= Robert D. Foster =

American physician and early Latter Day Saint

Robert D. Foster (14 March 1811 – 1 February 1878) was a 19th-century physician and an early member of the Latter Day Saint movement, being baptized into the Church of Christ (later renamed the Church of Jesus Christ of Latter-day Saints) sometime before October 1839.

==Early life==
Foster was born in Braunston, England on March 14, 1811. He was the son of John Foster and Jane Knibb. He was the brother of Charles A. Foster. Foster married Sarah Phinney on 18 July 1837 at Medina County, Ohio. He and Phinney had two children: a son and a daughter. Foster was baptized into the Church of Christ, and, in October 1839, he was ordained to be an elder of the church while living in Nauvoo, Illinois.

==Latter Day Saint movement==
After joining the church, Foster accompanied Joseph Smith, the founder of the Latter Day Saint movement, to Washington, D.C. in March 1840 to help "draft Senate Committee reports" on the Missouri redress issue. Foster was then mentioned by name in a revelation dated January 19, 1841, in which Joseph Smith states that Foster should build Smith a house in Nauvoo:

And again, verily I say unto you, if my servant Robert D. Foster will obey my voice, let him build a house for my servant Joseph, according to the contract which he has made with him, as the door shall be open to him from time to time.

And let him repent of all his folly, and clothe himself with charity; and cease to do evil, and lay aside all his hard speeches;

And pay stock also into the hands of the quorum of the Nauvoo House, for himself and for his generation after him, from generation to generation;

And hearken unto the counsel of my servants Joseph, and Hyrum, and William Law, and unto the authorities which I have called to lay the foundation of Zion;

Foster helped build and purchased stock in the resulting Mansion House.
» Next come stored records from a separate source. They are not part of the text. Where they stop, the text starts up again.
PR #858, opened 2024-01-07
Basic support for EZSP 13 (gecko 4.4.0, ncp 7.4.0.0)

kirovilya:


src/adapter/ezsp/adapter/ezspAdapter.ts
```diff
@@ -611,7 +611,7 @@ class EZSPAdapter extends Adapter {
     }
 
     public async supportsBackup(): Promise<boolean> {
-        return true;
+        return (this.driver && this.driver.ezsp && this.driver.ezsp.ezspV < 13);
```
xconverge, line 614: What change causes the need for backup to be disabled here?

Nerivec: Also `return this.driver?.ezsp?.ezspV < 13` can make it more concise.

kirovilya: > What change causes the need for backup to be disabled (for version 13) here, or is the version is 0 based?

I disable backup for ezsp 13... Receiving keys and storing them still needs to be worked out.

in any case, even if there is a backup, it is not restored yet - I have not yet completed the correct restoration

kirovilya:
can be merged. the current code may already work. without backup

Koenkk:
Awesome, many thanks for the super quick update!

src/adapter/ezsp/adapter/ezspAdapter.ts
Hedda: > What change causes the need for backup to be disabled (for version 13) here, or is the version is 0 based?

@kirovilya @xconverge Note! "This release of EmberZNet drops support for reading/writing network keys using our existing methods, breaking compatibility. The new commands thankfully maintain feature parity and include new features, allowing us to fully restore APS link keys." This might break backup and restore features. More info posted by puddly here -> https://github.com/zigpy/bellows/pull/603

xconverge:
Thanks a lot @kirovilya !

Foster was appointed surgeon general in the Nauvoo Legion in March 1841 and he was a Regent of the University of Nauvoo from 1841 to 1844. He was also involved in the Nauvoo Masonic Lodge and the Nauvoo Agricultural and Manufacturing Association. Foster also served as Hancock County Magistrate.

In April 1843, Foster traveled to Tioga County, New York to serve a mission. However, after his return, he began to gamble and speak out against the church. Foster was excommunicated from the church on 18 April 1844, in Nauvoo for "immorality and apostacy" after Joseph Smith charged Foster with character defamation, lying, and endangering his life in the Nauvoo High Council. He was subsequently released from his position in the Nauvoo Legion.

==Nauvoo Expositor and death of Joseph Smith==

After his excommunication, Foster became a publisher of the Nauvoo Expositor, which was critical of the church and Smith. Foster helped write the June 7, 1844 issue of the newspaper that led Smith to order the destruction of the press, leading to Smith's arrest and ultimately to his death. Foster had previously joined discussions in which the murder of Joseph Smith was planned, but never saw these efforts through himself. After Joseph and Hyrum Smith were shot and killed at Carthage Jail, Foster was "charged and acquitted of their murder."

In a conversation with Abraham Hodge, Foster expressed regret at having played a hand in Joseph's and Hyrum's deaths.

==Later life==
Foster was an apostle in the church formed by First Presidency member William Law.

In 1850, Foster moved to Canandaigua, New York and worked there as a physician. In 1860, he moved to Loda, Illinois, where he died on February 1, 1878. He was 67 years old.